### WHAT IS NEEDED
Determine how many lines below hold the string "arvidn". Reply with the number alone.

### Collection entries
==*==

PR #3174, opened 2018-07-15
minor code cleanup, more use of const

aldenml:


src/session_impl.cpp
```diff
@@ -880,13 +878,8 @@ namespace aux {
 		session_log(" aborting all connections (%d)", int(m_connections.size()));
 #endif
 		// abort all connections
-		for (connection_map::iterator i = m_connections.begin();
-			i != m_connections.end();)
-		{
-			peer_connection* p = (*i).get();
-			++i;
+		for (auto& p : m_connections)
 			p->disconnect(errors::stopping_torrent, operation_t::bittorrent);
```
arvidn: this is problematic. the call to `disconnect()` may erase an item from `m_connections`. That's why `i` is incremented before the call.

arvidn: in fact, there should probably be a similar assert for `session_impl` as there is in `torrent` for iterating the peer connections`

src/session_impl.cpp
```diff
@@ -276,8 +276,8 @@ namespace aux {
 	{
 		// set the default peer_class_filter to use the local peer class
 		// for peers on local networks
-		std::uint32_t lfilter = 1 << static_cast<std::uint32_t>(m_local_peer_class);
-		std::uint32_t gfilter = 1 << static_cast<std::uint32_t>(m_global_class);
+		std::uint32_t lfilter = 1u << static_cast<std::uint32_t>(m_local_peer_class);
+		std::uint32_t gfilter = 1u << static_cast<std::uint32_t>(m_global_class);
```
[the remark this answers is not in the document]
aldenml: my CLion linter, but if you don't like it, I can revert, actually, I was about to ask for your preference

src/session_impl.cpp
aldenml: I thought that with the latest changes, all actual removal of the map are done deferred, am I wrong?

arvidn:
looks good, except I'm not sure about the literals needing to be explicitly made unsigned

src/session_impl.cpp
arvidn: oh, yeah, you're right

aldenml:
hi @arvidn, can you take a look at the errors in `test_lsd`: https://travis-ci.org/arvidn/libtorrent/jobs/404249975#L2116

aldenml:
if that's the case, what _should_ it be, deferred or not?

arvidn:
perhaps it's this case that causes the immediate erase: https://github.com/arvidn/libtorrent/blob/master/src/peer_connection.cpp#L4405

aldenml:
you are absolutely right, reverting the loop change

==*==

### PROBLEM SOLUTION
7